Despite these advantages, Hungary’s regional economic competitiveness has declined in recent years.  Since early 2016, multinationals have identified shortages of qualified labor, specifically technicians and engineers, as the largest obstacle to investment in Hungary.  In certain industries, such as finance, energy, telecommunication, pharmaceuticals, and retail, unpredictable sector-specific tax and regulatory policies have favored national and government-linked companies.  Additionally, persistent corruption and cronyism continue to plague the public sector. According to Transparency International’s (TI) 2020 Corruption Perceptions Index, Hungary placed 69th worldwide and tied with two other countries for 25th place out of 27 EU member states.  In 2016, the GOH withdrew from the Open Government Partnership (OGP), a transparency-focused international organization, after refusing to address the organization’s concerns about transparency and good governance. Both foreign and domestic investors report pressure to sell their businesses to government-affiliated investors.  Those who refuse to sell claim they face increased tax audits or spurious regulatory and court challenges.

Analysts remain concerned that the GOH may intervene in certain priority sectors to unfairly promote domestic ownership at the expense of foreign investors.  In September 2016, Prime Minister (PM) Viktor Orban announced that at least half of the banking, media, energy, and retail sectors should be in Hungarian hands.  Observers note that through various tax changes the GOH has pushed several foreign-owned banks out of Hungary.  The GOH has claimed it has increased Hungarian ownership in the banking sector to close to 60 percent, up from 40 percent in 2010.  In the energy sector, foreign-owned companies’ share of total revenue fell from 70 percent in 2010 to below 50 percent by the end of 2019. Foreign media ownership also has decreased drastically in recent years as GOH-aligned businesses have consolidated control of Hungary’s media landscape. The number of media outlets owned by GOH allies increased from around 30 in 2015 to nearly 500 in 2018.  In November 2018, the owners of 476 pro-GOH media outlets, constituting between 80 and 90 percent of all media, donated those outlets to the Central European Press and Media Foundation (KESMA) run by individuals with ties to the ruling Fidesz party.

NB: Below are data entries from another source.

PR #1098, opened 2025-03-25
New adaptor: Google Drive

aloundoye:
## Summary
A new adaptor for Google Drive

Feat #908

## Details

A Google drive adaptor with `get` `update` and `create` helpers
## AI Usage

Please disclose how you've used AI in this work (it's cool, we just want to
know!):

- [ ] Code generation (copilot but not intellisense)
- [ ] Learning or fact checking
- [ ] Strategy / design
- [ ] Optimisation / refactoring
- [ ] Translation / spellchecking / doc gen
- [ ] Other
- [ x] I have not used AI

You can read more details in our
[Responsible AI Policy](https://www.openfn.org/ai#pull-request-templates)

## Review Checklist

Before merging, the reviewer should check the following items:

- [ x] Does the PR do what it claims to do?
- [ ] If this is a new adaptor, added the adaptor on marketing website ?
- [ ] If this PR includes breaking changes, do we need to update any jobs in
      production? Is it safe to release?
- [ x] Are there any unit tests?
- [ ] Is there a changeset associated with this PR? Should there be? Note that
      dev only changes don't need a changeset.
- [ x] Have you ticked a box under AI Usage?

PR #1119, opened 2025-04-07
New adaptor: Google Drive (#1098)

josephjclark:
Release prep & QA of work from @aloundoye 

See #1098


mtuchi:
**Notes After Review**
Hiya @josephjclark, Here is my feedback after review 

> To test locally you need to obtain access token either by `gcloud auth print-access-token` If you have setup `gcloud` cli or Using postman  you can generate access token, Learn more here on [how to access Google APIs with postman](https://blog.postman.com/how-to-access-google-apis-using-oauth-in-postman/)

>**Thoughts on OAuth Setup**: I think we should have a blog/community post on how to setup OAuth on lightning. This is inspired by [how-to-access-google-apis-using-oauth-in-postman](https://blog.postman.com/how-to-access-google-apis-using-oauth-in-postman/)
 
- Function Naming
After testing `create()`, `get()` and `update` It's clear that each function it's main purpose is to work with files only and not folders. The appropriate name will be `createFile()`, `getFile()` and `updateFile()`.

- File Types
Currently the  mimeType is hardcode to `mimeType: 'application/octet-stream',` While you still can add file extension when specify the file name and google will know the type [eg: hello.txt, hello.pdf], You can't create Google specific files types like. 

    File Type | MimeType
    -- | --
    Google Doc | application/vnd.google-apps.document
    Google Sheet | application/vnd.google-apps.spreadsheet
    Google Slide | application/vnd.google-apps.presentation
    Google Drawing | application/vnd.google-apps.drawing
    Google Form | application/vnd.google-apps.form
    Folder | application/vnd.google-apps.folder
    
- Examples 
Job code examples for `get()` and `update()` are wrong. They don't match the function signature. They should be
`get('drive-file-id')`, `update($.data.id, 'SGVsbG8gTWlrZQ==', 'new-filename');`

- Error Handling
For all 3 functions, we are catching an error then throwing it back. I think we should safely through errors by removing things like headers and throw the rest of error message. For example 👇🏽 
```js
.catch(err => {
  const { config, ...safeError } = err.response;
  const { headers, ...safeConfig } = config;
  throwError(safeError.statusText, { ...safeError, ...safeConfig });
});
```
Basically remove any sensitive information or information that is not very useful in error logs 

- `update()` function signature
I find it odd that the third option is the `new file name`. It's probably me being bias but would prefer the third option to be an object with optional params

mtuchi:
Here is the sample code that i used to test the functions 

```js
// Test create
create('SGVsbG8gV29ybGQ=', 'hello.txt');

// Test get
get($.data.id);
get('invalid-id');

// What if id is file id?
// get('1V8ZkXxdimBM1QJ0eF_hkQmsH_9rAgr_r');
//Yep confirmed, Get only works with files, If its folder id you will get `Forbidden`

// Testing Update
create('SGVsbG8gV29ybGQ=', 'hello.mp4', {
  folderId: '15tLwRj0lmr4mGIslEm5QEAS8YJ1EAXep',
});
update($.data.id, 'SGVsbG8gTWlrZQ==');

//To update file name
//update($.data.id, 'SGVsbG8gTWlrZQ==', 'mike-here');

```

josephjclark:
Hi @mtuchi - thank you for this. At this stage I really just wanted to verify that the functions worked as documented.

Documentation on this branch is very clear that `create` just creates a file. I'm quite happy with that. We can support file creation at a later date by adding an option to `create`, or maybe add a `createFolder()` function :shrug:  The same with `get` really, and `update` doesn't make sense on a folder.

Similarly, we can take `mimeType` as an option later. No problem. I presume the existing mimetype is just something generic that enables any arbitrary file content to be uploaded.

Great catch on the examples - that got missed when we changed the signatures in the original PR. Would you mind updating them?

The errors is interesting. We certainly shouldn't catch and re-throw so maybe the catch wrappers just need removing. Is there unsafe data in the returned error? What does it look like - is the token itself in the headers?

`fileName` is a strange on in `update`, I hadn't noticed that. This would allow us to rename the file - in which case you wouldn't need file contents. Good catch on this one, it's quite untidy. I would just remove that option for now.

josephjclark:
So to be clear let's:
- Fix those examples
- remove the `fileName` parameter

And then we can ship!

mtuchi (approved):

josephjclark:
@aloundoye your adaptor is now live! Thank you! https://docs.openfn.org/adaptors/packages/googledrive-docs

aloundoye:
That’s great—thank you both @josephjclark and @mtuchi for your valuable feedback. I learned a lot from this!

As part of its COVID-19 pandemic response, the Parliament passed state of emergency (SOE) legislation in March and November 2020 that gave the GOH broad authority to bypass Parliament and govern by decree.  The first SOE law did not have a sunset clause and remained in effect until June 2020 when the GOH repealed it.  The GOH passed a second SOE law in November, this time for a 90-day period.  Following the expiration of the 90-day term, the Parliament extended the SOE for another 90 days in February 2021.  As part of the emergency measures, the GOH also extended measures for national security screening of foreign investments from December 31, 2020, until June 30, 2021, and may further extend this deadline.